Input records -
PR #10, opened 2022-11-16
Move examples from mesa repo to mesa-examples repo.

jackiekazil:


CONTRIBUTING.rst
```diff
@@ -0,0 +1,86 @@
+Contributing
```
jackiekazil, line 1: This file was thrown together and probably needs future iterations.

CONTRIBUTING.rst
```diff
@@ -0,0 +1,86 @@
...
+.. _`an issue` : https://github.com/projectmesa/mesa-examples/issues
+
+**To submit a contribution**
+
+- Create a ticket for the item that you are working on.
+- Fork the mesa-examples repository.
+- `Clone your repository`_ from Github to your machine.
+- Create a new branch in your fork: ``git checkout -b BRANCH_NAME``
+- Run ``git config pull.rebase true``. This prevents messy merge commits when updating your branch on top of Mesa main branch.
+- If you are using the existing Mesa version that a model might be pinned to, then you will want to run ``pip install -r requirements.txt`` from inside the example folder you are working with. If you are making changes using the main repo or other version, do not install the version in the requirements file & make sure to update if the example is pinned.
```
jackiekazil, line 28: This line specifically could use some finessing. People with less Python experience are more likely to contribute a model than core code. But here is a situation where they need to pay attention to the versions of things. That is what I was trying to describe. Maybe we pass this thru for now, but reapproach when we do a rewrite of this as I suggest here: https://github.com/projectmesa/mesa/issues/963#issuecomment-1336722683

examples/Virus_on_Network/requirements.txt
```diff
@@ -0,0 +1,2 @@
+networkx>=2.0
+mesa
```
jackiekazil, line 2: @rht this line is specifically added in the move -- because this model was failing.

jackiekazil:
@rht when you go through this - can you make sure that recent PR changes made it in. I believe I captured them, but would like a second set of eyes on this explicitly, because I did have a hiccup in the process.

examples/Boltzmann_Wealth_Model/Readme.md
```diff
@@ -2,33 +2,33 @@
 
 ## Summary
 
-A simple model of agents exchanging wealth. All agents start with the same amount of money. Every step, each agent with one unit of money or more gives one unit of wealth to another random agent. This is the model described in the [Intro Tutorial](http://mesa.readthedocs.io/en/latest/intro-tutorial.html).
+A simple model of agents exchanging wealth. All agents start with the same amount of money. Every step, each agent with one unit of money or more gives one unit of wealth to another random agent. This is the model described in the [Intro Tutorial](https://mesa.readthedocs.io/en/latest/tutorials/intro_tutorial.html).
```
rht, line 5: Confirmed that this is the change done in https://github.com/projectmesa/mesa/commit/238c2c0bd6286970418bd1439bf0c136df665782.

examples/Virus_on_Network/requirements.txt
rht: I was about to say that this should have been pinned to `mesa==1.x`, because people might be cloning this repo and forget to update the repo when it has been changed to be compatible with 2.0 instead of 1.x. But the diff in this PR is huge, and any small iterations on top of it will slow down the process. And so, I'm merging now.

PR #12, opened 2022-12-05
requirements: Pin Mesa version to 1.x

rht:


Corvince:
You are correct with everything related to pip version management, but this PR is fine. Pinning to 1.y is correct, since increasing the minor version number (the y) must not include breaking changes. 

So for example new features might be added, but nothing backwards incompatible. That would require a version 2.y

valer-cara:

Task brief - Which lines above include the word "have"? Return each one.

Answer space -
@rht when you go through this - can you make sure that recent PR changes made it in. I believe I captured them, but would like a second set of eyes on this explicitly, because I did have a hiccup in the process.
rht: I was about to say that this should have been pinned to `mesa==1.x`, because people might be cloning this repo and forget to update the repo when it has been changed to be compatible with 2.0 instead of 1.x. But the diff in this PR is huge, and any small iterations on top of it will slow down the process. And so, I'm merging now.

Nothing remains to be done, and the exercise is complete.